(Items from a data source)

# # # #

PR #2868, opened 2021-10-07
[Merged by Bors] - hare: determine good blocks based on beacon value

### LINKED ISSUE #2811: beacon sync: hare uses synced beacon to determine "good" block
## Description

conversation on slack research channel

kimmy
```
@Tal 
regarding tortoise beacon sync, i'd like to double-check with you on the implementation.
for a node that is eligible to propose blocks and participate in hare in epoch N, but didn't 
participate tortoise beacon protocol in epoch N-1:
- we wait for X layers (containing 2 cluster of 800 blocks) and use the beacon that has the 
  most weight, say beacon B1.
- when we receive a block block_A via gossip, we vrf verify the block according to the beacon 
  value in the first block of the epoch, say beacon B2
(below are true for the general case)
- during the hare round, we use B1 to vrf verify and excludes block_A from this layer
- verifying tortoise will use weight 0 for the votes in block_A for K layers
- self-healing will count the votes block_A regardless of the beacon value
does this sound right to you?
```
Tal
```
@kimmy
It all sounds right except for the last bullet. Self-healing uses weight 0 for the votes in block_A 
for K layers. The verifying tortoise actually doesn't need to count the votes at all, ever 
(i.e., we can add to the definition of "good block" that it has the "correct" beacon value) --- 
but using weight 0 for K layers is fine too.
```

countvonzero:
## Motivation

Closes #2811
also follow up on beacon sync PR https://github.com/spacemeshos/go-spacemesh/pull/2850, add test to hare

## Changes

- add test to hare.onTick for not synced and beacon unavailable
- use gomock for mockRoracle
- use epoch beacon value to decide good blocks as the hare's proposal set

## Test Plan

unit tests

## DevOps Notes

### DIFF
--- a/hare/hare.go
+++ b/hare/hare.go
@@ -257,7 +257,7 @@ func (h *Hare) onTick(ctx context.Context, id types.LayerID) (bool, error) {
 	c, err := h.broker.Register(ctx, instID)
 	if err != nil {
 		logger.With().Error("could not register consensus process on broker", log.Err(err))
-		return false, fmt.Errorf("broker registerr: %w", err)
+		return false, fmt.Errorf("broker register: %w", err)
 	}
 	cp := h.factory(h.config, instID, set, h.rolacle, h.sign, h.network, h.outputChan)
 	cp.SetInbox(c)
--- a/hare/hare.go
+++ b/hare/hare.go
@@ -1,6 +1,7 @@
 package hare
 
 import (
+	"bytes"
 	"context"
 	"errors"
 	"fmt"
@@ -8,8 +9,10 @@ import (
 	"sync/atomic"
 	"time"
 
+	"github.com/spacemeshos/go-spacemesh/blocks"
 	"github.com/spacemeshos/go-spacemesh/common/types"
 	"github.com/spacemeshos/go-spacemesh/common/util"
+	"github.com/spacemeshos/go-spacemesh/database"
 	"github.com/spacemeshos/go-spacemesh/hare/config"
 	"github.com/spacemeshos/go-spacemesh/hare/metrics"
 	"github.com/spacemeshos/go-spacemesh/log"
@@ -52,6 +55,7 @@ type Hare struct {
 	sign Signer
 
 	mesh    meshProvider
+	beacons blocks.BeaconGetter
 	rolacle Rolacle
 	patrol  layerPatrol
 
@@ -81,6 +85,7 @@ func New(
 	nid types.NodeID,
 	syncState syncStateFunc,
 	mesh meshProvider,
+	beacons blocks.BeaconGetter,
 	rolacle Rolacle,
 	patrol layerPatrol,
 	layersPerEpoch uint16,
@@ -103,6 +108,7 @@ func New(
 	h.sign = sign
 
 	h.mesh = mesh
+	h.beacons = beacons
 	h.rolacle = rolacle
 	h.patrol = patrol
 
@@ -122,9 +128,8 @@ func New(
 
 func (h *Hare) getLastLayer() types.LayerID {
 	h.layerLock.RLock()
-	lyr := h.lastLayer
-	h.layerLock.RUnlock()
-	return lyr
+	defer h.layerLock.RUnlock()
+	return h.lastLayer
 }
 
 // checks if the provided id is too late/old to be requested.
@@ -185,6 +190,11 @@ func (h *Hare) collectOutput(ctx context.Context, output TerminationOutput) erro
 // this function triggers the start of new consensus processes.
 func (h *Hare) onTick(ctx context.Context, id types.LayerID) (bool, error) {
 	logger := h.WithContext(ctx).WithFields(id)
+	if h.IsClosed() {
+		logger.Info("hare exiting")
+		return false, nil
+	}
+
 	h.layerLock.Lock()
 	if id.After(h.lastLayer) {
 		h.lastLayer = id
@@ -207,7 +217,8 @@ func (h *Hare) onTick(ctx context.Context, id types.LayerID) (bool, error) {
 		}
 	}()
 
-	if !h.rolacle.IsEpochBeaconReady(ctx, id.GetEpoch()) {
+	beacon, err := h.beacons.GetBeacon(id.GetEpoch())
+	if err != nil {
 		logger.Info("not starting hare since beacon is not retrieved")
 		return false, nil
 	}
@@ -238,16 +249,7 @@ func (h *Hare) onTick(ctx context.Context, id types.LayerID) (bool, error) {
 		return false, nil
 	}
 
-	// retrieve set from orphan blocks
-	blocks, err := h.mesh.LayerBlockIds(h.lastLayer)
-	if err != nil {
-		logger.With().Error("no blocks found for hare, using empty set", log.Err(err))
-		// just fail here, it will end hare with empty set result
-		// return // ?
-		// TODO: there can be a difference between just fail with empty set
-		// TODO:   and achieve consensus on empty set
-	}
-
+	blocks := h.getGoodBlocks(h.lastLayer, beacon, logger)
 	logger.With().Info("starting hare consensus with blocks", log.Int("num_blocks", len(blocks)))
 	set := NewSet(blocks)
 
@@ -269,6 +271,44 @@ func (h *Hare) onTick(ctx context.Context, id types.LayerID) (bool, error) {
 		log.Int32("count", atomic.AddInt32(&h.totalCPs, 1)))
 	metrics.TotalConsensusProcesses.With("layer", id.String()).Add(1)
 	return true, nil
+}
+
+// getGoodBlocks finds the "good blocks" for the specified layer. a block is considered a good block if
+// it has the same beacon value as the node's beacon value.
+// any error encountered will be ignored and an empty set is returned.
+func (h *Hare) getGoodBlocks(lyrID types.LayerID, epochBeacon []byte, logger log.Log) []types.BlockID {
+	blocks, err := h.mesh.LayerBlocks(lyrID)
+	if err != nil {
+		if err != database.ErrNotFound {
+			logger.With().Error("no blocks found for hare, using empty set", log.Err(err))
+		}
+		return []types.BlockID{}
+	}
+
+	var goodBlocks []types.BlockID
+	for _, b := range blocks {
+		beacon := b.TortoiseBeacon
+		if b.RefBlock != nil {
+			refBlock, err := h.mesh.GetBlock(*b.RefBlock)
+			if err != nil {
+				logger.With().Error("failed to find ref block",
+					b.ID(),
+					log.String("ref_block_id", b.RefBlock.AsHash32().ShortString()))
+				return []types.BlockID{}
+			}
+			beacon = refBlock.TortoiseBeacon
+		}
+
+		if bytes.Equal(beacon, epochBeacon) {
+			goodBlocks = append(goodBlocks, b.ID())
+		} else {
+			logger.With().Warning("block has different beacon value",
+				b.ID(),
+				log.String("block_beacon", types.BytesToHash(beacon).ShortString()),
+				log.String("epoch_beacon", types.BytesToHash(epochBeacon).ShortString()))
+		}
+	}
+	return goodBlocks
 }
 
 var (
--- a/hare/hare.go
+++ b/hare/hare.go
@@ -255,14 +255,14 @@ func (h *Hare) onTick(ctx context.Context, id types.LayerID) (bool, error) {
 	c, err := h.broker.Register(ctx, instID)
 	if err != nil {
 		logger.With().Error("could not register consensus process on broker", log.Err(err))
-		return false, err
+		return false, fmt.Errorf("broker registerr: %w", err)
 	}
 	cp := h.factory(h.config, instID, set, h.rolacle, h.sign, h.network, h.outputChan)
 	cp.SetInbox(c)
 	if err = cp.Start(ctx); err != nil {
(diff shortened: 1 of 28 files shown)


dshulyak:
@countvonzero does this change effectively enables tortoise beacon? i think it is definitely in a better shape now, but if there are still some issues with reliability it can easily halt the whole network. we need to test it maybe with chaos mesh before pushing it to next devnet

countvonzero:
> @countvonzero does this change effectively enables tortoise beacon? i think it is definitely in a better shape now, but if there are still some issues with reliability it can easily halt the whole network. we need to test it maybe with chaos mesh before pushing it to next devnet

yes, it effectively enables tortoise beacon.

i am not familiar with "test it with chaos mesh". is that a special setup?
my assumption was that it will be tested like the current devnet, running a while with late nodes joining before releasing to the public. and any problems observed we fix them right away.

@moshababo FYI

dshulyak:
> i am not familiar with "test it with chaos mesh". is that a special setup?

it can be used to create various conditions for nodes in the network - https://chaos-mesh.org/

> my assumption was that it will be tested like the current devnet, running a while with late nodes joining before releasing to the public. and any problems observed we fix them right away.

that test by itself is not sufficient to find non-basic issues with joiners. i think that in general, we should plan for advanced testing before merging critical changes, but up to you

countvonzero:
> it can be used to create various conditions for nodes in the network - https://chaos-mesh.org/
>
> > my assumption was that it will be tested like the current devnet, running a while with late nodes joining before releasing to the public. and any problems observed we fix them right away.
> 
> that test by itself is not sufficient to find non-basic issues with joiners. i think that in general, we should plan for advanced testing before merging critical changes, but up to you

thanks for the info @dshulyak this is a great idea. 

specifically for this PR, my thoughts are:
- while i strongly support adding chaos mesh testing to go-spacemesh, it looks like it requires dedicated resource to set up for our nodes. 
- this PR is relatively simple (most code change are adding test) and i'd like to merge it sooner rather than later as the codebase changes rather fast
- this change will expose bugs in current tortoise beacon impl, and failure in that protocol will cause the consensus to stall and cause frustration to our users

so here is my proposal:
- add metrics for different beacon values in the network (done)
- flag-gate this feature. only turn it ON for unit/system tests and OFF for devnet
- there are still a few more PRs to complete the tortosie beacon protocol (in tortoise/self-healing). we can concurrently have resource working on setting up chaos mesh while i finish the rest of the impl. at that time i can do better testing with it.

alternatively, i also feel brave/ignorant enough to run with it and debug as bugs happen :P 
but i don't bear the front of the community's reaction to a failing devnet, it's more fair for @moshababo to make the call

dshulyak:
> while i strongly support adding chaos mesh testing to go-spacemesh, it looks like it requires dedicated resource to set up for our nodes.

it is not complicated. it can be installed with a single command. i was using it to find issues in the last devnets

> alternatively, i also feel brave/ignorant enough to run with it and debug as bugs happen :P

the problem is that if there are unresolved issues they will complicate debugging for other development efforts, in particular for libp2p. in general i don't mind debugging smaller things as we go, but for critical parts that can stall the network it will be very frustrating.

tortoisebeacon/metrics/prometheus.go
```diff
@@ -0,0 +1,37 @@
...
+	LabelBeacon = "beacon"
+)
+
+var (
+	// ObservedBeaconCounter is the total count of each beacon reported by blocks.
+	ObservedBeaconCounter = metrics.NewCounter(
+		"observed_beacon_count",
+		subsystem,
+		"Weight of each beacon collected from blocks for each epoch and value",
+		[]string{"epoch", "beacon"},
```
dshulyak: we can't use labels that grow in time, it is effectively a memory leak. similar to one that we had recently for blocks

dshulyak (changes requested):

tortoisebeacon/metrics/prometheus.go
countvonzero: hmmm.... is it possble to delete old values as we go? this should grow slowly.

or do you have other idea?
i am trying to achieve something like expvar's Map where we can see for a given epoch there are N beacons observed with count/weight.

or if is there a way to dynamically generate a counter at runtime where the counter name contains epoch and beacon value?

countvonzero:
> it is not complicated. it can be installed with a single command. i was using it to find issues in the last devnets

do you think i can try this on the system test. i.e. change the tests to run indefinitely and test the chaos scenario on those 50 nodes?

tortoisebeacon/metrics/prometheus.go
dshulyak: i think [collectors](https://github.com/prometheus/client_golang/blob/v1.11.0/prometheus/collectors/dbstats_collector.go) fits this pattern

dshulyak:
> do you think i can try this on the system test. i.e. change the tests to run indefinitely and test the chaos scenario on those 50 nodes?

should work (i think it is simpler with spacecraft though). maybe disconnecting some fraction of nodes periodically for an extended period of time, so they go out of sync and miss tortoise beacon round, and then checking proposed metrics would be a good test

countvonzero:
bors try

countvonzero:
bors try

tortoisebeacon/metrics/prometheus.go
```diff
@@ -0,0 +1,105 @@
+package metrics
+
+import (
+	"github.com/prometheus/client_golang/prometheus"
```
dshulyak, line 4: it is a bit weird that we are using go-kit everywhere else and prometheus metrics directly here. i don't mind using prometheus library directly, but consistency would be nice

dshulyak (approved):

tortoisebeacon/metrics/prometheus.go
countvonzero: yes. tho go-kit metrics doesn't expose the Exporter/Collector functionality. in the long run it seems easier to use prometheus directly. i'll file an issue for that.

countvonzero:
bors try

countvonzero:
bors try

hare/hare.go
```diff
@@ -240,47 +240,75 @@ func (h *Hare) onTick(ctx context.Context, id types.LayerID) (err error) {
...
+	blocks := h.getGoodBlocks(h.lastLayer, beacon, logger)
 	logger.With().Info("starting hare consensus with blocks", log.Int("num_blocks", len(blocks)))
 	set := NewSet(blocks)
 
 	instID := id
 	c, err := h.broker.Register(ctx, instID)
 	if err != nil {
 		logger.With().Error("could not register consensus process on broker", log.Err(err))
-		return
+		return false, fmt.Errorf("broker registerr: %w", err)
```
noamnelke:
```suggestion
		return false, fmt.Errorf("broker register: %w", err)
```

hare/hare.go
```diff
@@ -345,8 +373,11 @@ func (h *Hare) tickLoop(ctx context.Context) {
 		select {
 		case layer := <-h.beginLayer:
 			go func() {
-				if err := h.onTick(ctx, layer); err != nil {
+				started, err := h.onTick(ctx, layer)
+				if err != nil {
 					h.WithContext(ctx).With().Error("error processing hare tick", log.Err(err))
+				} else if !started {
+					h.WithContext(ctx).With().Warning("consensus not started for layer", layer)
```
noamnelke, line 380: Why not return this as an error? Seems like we're handling the error and non-error case the same way, so why return an extra boolean?

noamnelke (approved):

countvonzero:
FYI @dshulyak @noamnelke 

here the result of more extensive testing with spacecraft+devnet config (50 nodes)
the network has 20 min epoch. beacon protocol usually takes 8 min 30 seconds

note that i was unable to run chaos-mesh. it seems the chaos-mesh tools couldn't find the runtime container binary. i ended up doing `kubectl get pods -n default --no-headers=true | awk '/miner-4/{print $1}' | xargs kubectl delete pods` to take out 11 pods at a time.

### taking 11 nodes out at the beginning/middle/near the end of tortoise beacon protocol
the network was able to consistently produce the beacon values, and those out-of-sync nodes were able to sync the beacon value via blocks. here's some data
- 50 nodes entered beacon protocol, 39 completed
- in the following rounds 42 nodes enter the protocol, and 42 completed
- took 2 epochs for the network to recover with all 50 nodes participating in the beacon protocol

### taking 22 nodes out at the beginning/middle/near the end of tortoise beacon protocol
very similar to the 11 nodes experiment. 
- 50 nodes entered beacon protocol, 22 completed
- in the following rounds 41 nodes enter the protocol, and 41 completed
- took 4 epochs for the network to recover with all 50 nodes participating in the beacon protocol

### taking 11 nodes out every 2 minutes during the tortoise beacon protocol, total 33 pods got restarted
the network did not recover from this experiment due to sync+hare issues. the network's processed layer stuck at 348.
1 node was able to enter into gossip sync. 32 nodes were not able to sync because none of its peers have processed layer higher than 348. hare produced empty set (`terminating: reached iterations limit`) up to layer 372.

however, the beacon protocol continues to run with the remaining 17 nodes that are still synced. here is the output of each epoch. below is the query result from prometheus `group by(epoch,beacon) (spacemesh_beacons_beacon_calculated_weight)` and `group by(epoch,beacon) (spacemesh_beacons_beacon_observed_total)`


| beacon | epoch |
| ------------- | ------------- |
| aeebad4a79 | 1 |
| aeebad4a79 | 2 |
| 2550f7d0de | 3 |
| 1cc281a72b | 4 |
| 638ec2dd16 | 5 |
| 801398e571 | 6 |
| e4201e7da1 | 7 |
| 29149f6c0a | 8 |
| 3aaecd76da | 9 |
| 170c280455 | 10 |
| 1c1f24fcb8 | 11 |
| 6bda060b4b | 12 |
| cc56e9680f | 13 |
| 9a0bacf88e | 14 |
| 845027bb55 | 15 |
| db235dd4bc | 16 |
| f3562f08ed | 17 |
| 856d7c79b5 | 18 |
| 186ac50f62 | 19 |
| 3da3937d38 | 20 |
| 0a45b1a456 | 21 |
| 075ad1dec4 | 22 |
| e2ab8d2aa9 | 23 |
| 241427139e | 24 |
| 706ac187a9 | 25 |
| c25cef83f7 | 26 |
| a3f6960836 | 27 |
| 1cfe36f972 | 28 |
| bbebce088f | 29 |
| 49ecdfdba0 | 30 |
| acc7809206 | 31 |
| dc1773e02c | 32 |
| 6aac891b53 | 33 |
| f2e42375da | 34 |
| 93f85502f4 | 35 |
| 9ab166183d | 36 |
| 7409e4f848 | 37 |
| 81233bfc96 | 38 |
| d30ba3be9f | 39 |
| 5883d8d668 | 40 |
| c3002d18a8 | 41 |
| 776889d848 | 42 |
| 7f0d138720 | 43 |
| 03cd7bc927 | 44 |
| df0a21aee4 | 45 |
| 76c2196efb | 46 |
| ac65753bad | 47 |
| cb895cb1a3 | 48 |
| 93f7775a27 | 49 |
| 9e4bf683c1 | 50 |
| b8760e36e3 | 51 |
| f63d437fbd | 52 |
| 947594119e | 53 |
| 69a6390bba | 54 |
| c36b90d1aa | 55 |
| 8aa5676026 | 56 |
| 0465d69b61 | 57 |
| 7a845f26f5 | 58 |
| 55ce829d99 | 59 |
| cca8250981 | 60 |
| 8385d30ff7 | 61 |
| dbedfe23f4 | 62 |
| 0daf714a7e | 63 |
| 5e1d436d10 | 64 |
| 01a4a425d7 | 65 |
| e613be85b8 | 66 |
| 7e7698e36a | 67 |
| 83a8827734 | 68 |
| b901ec1356 | 69 |
| e21661fd56 | 70 |
| 6d1370ea64 | 71 |
| 4129555c90 | 72 |
| 5a522eb873 | 73 |
| 8c639223c2 | 74 |
| 744e740af1 | 75 |
| 7aa071a7d2 | 76 |
| ef086080b5 | 77 |
| d05f5da1b8 | 78 |
| 2c89763dab | 79 |
| 99fe5b774b | 80 |
| f90fb46b4c | 81 |
| 651b0e7ec7 | 82 |
| 370e105cd7 | 83 |
| 0eeef9cb6f | 84 |
| 3138da63f2 | 85 |
| 6d5a2850c8 | 86 |
| afd4010d85 | 87 |
| 6e8ba1f8b2 | 88 |
| e32dab4b7e | 89 |
| 90df90bc73 | 90 |
| 34bfc07523 | 91 |
| f0eee015e7 | 92 |
| f6a2d482f3 | 93 |
| c86f94a570 | 94 |
| f86e3e88db | 95 |
| e627a00772 | 96 |
| 6215a2c845 | 97 |
| c7cf62bc9f | 98 |
| b6e63df560 | 99 |
| 38f1d6d8e2 | 100 |
| 8bfa23f38e | 101 |
| 84470f6bff | 102 |
| 91a9e5c4ec | 103 |
| ecfecc9660 | 104 |
| e912ef790d | 105 |
| 788b8aebd0 | 106 |
| e446942efa | 107 |
| 8965acb16a | 108 |
| e7e4aa2967 | 109 |
| 8fe51571f8 | 110 |

hare/hare.go
countvonzero: this is purely for testing and debugging.
it's easier to test individual calls to `onTick` instead of starting `tickerLoop`. and there are legit situations where we don't return an error but didn't participate in the protocol.
- genesis
- node shutting down
- **new behavior and hence needs testing**: node has not collected enough beacon values to participate in the protocol yet.

countvonzero:
bors merge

# # # #

▶ _Instructions to follow_
Among the lines of the data, find every one that holds "sufficient" and copy it.

▶ _Solution_
that test by itself is not sufficient to find non-basic issues with joiners. i think that in general, we should plan for advanced testing before merging critical changes, but up to you
> that test by itself is not sufficient to find non-basic issues with joiners. i think that in general, we should plan for advanced testing before merging critical changes, but up to you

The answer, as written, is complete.